Learning from the Post-Mortem

Post-mortem reviews seem to be quite common in the software engineering and application development sides of the IT world—but I do not recall a lot of post-mortems in network engineering across my 30 years. This puzzling observation sprang to mind while I was reading a post over at the ACM this last week about how to effectively learn from the post-mortem exercise.

The common pattern seems to be setting aside a one hour meeting, inviting a lot of people, trying to shift blame while not actually saying you are shifting blame (because we are all supposed to live in a blame-free environment now—fix the problem, not the blame!), and then … a list is created on a whiteboard, pictures are taken, and everyone walks away with a rock-solid plan to never do that again.

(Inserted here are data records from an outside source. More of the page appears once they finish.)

PR #608, opened 2021-10-03
Add a basic workflow file for building minima

mattr-:
This will replace the travis CI configuration

PR #609, opened 2021-10-04
Improve CI workflow configuration

ashmaroli:
Follow-up to #608

- Trigger workflow for `pull_request` event as well.
- Improve job name in statuses.
- Set env once for all steps.
- Run `bundle install` as part of `setup-ruby` action.


ashmaroli:
@jekyllbot: merge +dev

PR #621, opened 2021-12-21
Translation

Cathe313:
French translation of site's main pages


Cathe313:
Accidentally pulled to the wrong repo

PR #650, opened 2022-04-27
Add automatic Mastodon verification

ironiridis:
Mastodon supports [link verification](https://docs.joinmastodon.org/user/profile/#verification) by checking a page to see if it has a link back to the canonical URL of the Mastodon profile. This modification adds the `rel="me"` attribute to any Mastodon profile links to support this verification.


ashmaroli:
Thank you for the proposal but the 2.5-stable branch is not accepting external contributions.

PR #662, opened 2022-06-27
Add minima 3 installation to readme

### LINKED ISSUE #661: Installation instructions for minima 3
Right now the README documentation is very weird because although most people are probably using Minima 2, the documentation explains mostly how to use Minima 3, but it also only shows how to install the Minima 2 theme using the gem 🤔. It would be nice to have installation instructions for both Minima 2 and 3, an explanation between the (small, albeit relevant) differences between both differences including the distribution method (Minima 3 is only available through GitHub AFAIK).

### TLDR

Add to the README this line:

```yaml
gem "minima", github: "jekyll/minima"
```

I'll fork minima this week and create a PR for these changes if no one does it before that.

DoodlesEpic:
Closes #661

### DIFF
--- a/README.md
+++ b/README.md
@@ -1,12 +1,11 @@
 # minima
 
-*Minima is a one-size-fits-all Jekyll theme for writers*. It's Jekyll's default (and first) theme. It's what you get when you run `jekyll new`.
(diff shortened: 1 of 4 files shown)


DoodlesEpic:
Wrong branch, sorry. Will create another one with the right branch.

In a few months’ time, the same team will be in the same room, draw the same drawings, and say the same things all over again. At least that is the way it seems to me. If there is an effective post-mortem process in use by a company someplace, I do not think I have seen it.

From the article—

Are we missing anything in this prevalent rinse-and-repeat cycle of how the industry generally addresses incidents that could be helpful? Put another way: As we experience incidents, work through them, and deal with their aftermath, if we set aside incident-specific, and therefore fundamentally static, remediation items, both in technology and process, are we learning anything else that would be useful in addressing and responding to incidents? Can we describe that knowledge? And if so, how would we then make use of it to leverage past pain and improve future chances at success?

I tend to think, from the few times I have seen network post-mortems performed, that the reason they do not work well is because we slip into the same appliance/configuration frame of mind so quickly. We want to understand what configuration was entered incorrectly, or what defect should be reported back to the vendor, rather than thinking about organizational and process changes. The smaller the detail, the safer the conclusions, after all—aim small, miss big, is what we say in the shooting world.

We focus so much on mean time to innocence, and how to create a practically perfect process that will never fail, that we fail to do the one thing we should be doing: learning.

Okay, so enough whining—what can be done about this situation? A few practical suggestions come to mind. These are not, of course, well-thought-out solutions, but rather, perhaps, “part of the solution.”

Rather than trying to figure out the root cause, spend that precious hour of post-mortem time mapping out three distinct workflows. The first should be the process that set up the failure. What drove the installation of this piece of hardware or software? What drove the deployment of this protocol? How did we get to the place where this failure had that effect? Once this is mapped out, see if there is anything in that process, or even in the political drivers and commitments made during that process, that could or should be modified to really change the way technology is deployed in your network.

The second process you should map out is the steps taken to detect the problem. Dwell time is a huge problem in modern networks—the time between a failure occurring and being detected. You should constantly focus on bringing dwell time down while paying close attention to the collateral damage of false positives. Mapping out how this failure was detected, and where it should have been caught sooner, can help improve telemetry systems, ultimately decreasing MTTR.

The third, and final, workflow you map out should be the troubleshooting process itself. People rarely map out their troubleshooting process for later reference, but this little trick I learned from way back in tube-type electronics days used to save me hours of time in the field. As you troubleshoot, make a flow chart. Record what you checked, why you checked it, how you checked it, and what you learned from the check. This flowchart, or workflow, is precious material in the post-mortem process. What can you instrument, or make easier to find, to reduce troubleshooting time in the next go-round? How can you traverse the network and find the root cause faster next time? These are crucial questions you can only answer with the use of a troubleshooting workflow.

I don’t know if you already do post-mortems or not, or how valuable you think they are—but I would suggest they can be, and are, quite useful. So long as you get out of the narrows and focus on systems and workflows. Aim small, miss big—but aim big and you’ll either hit the target or, at worst, miss small.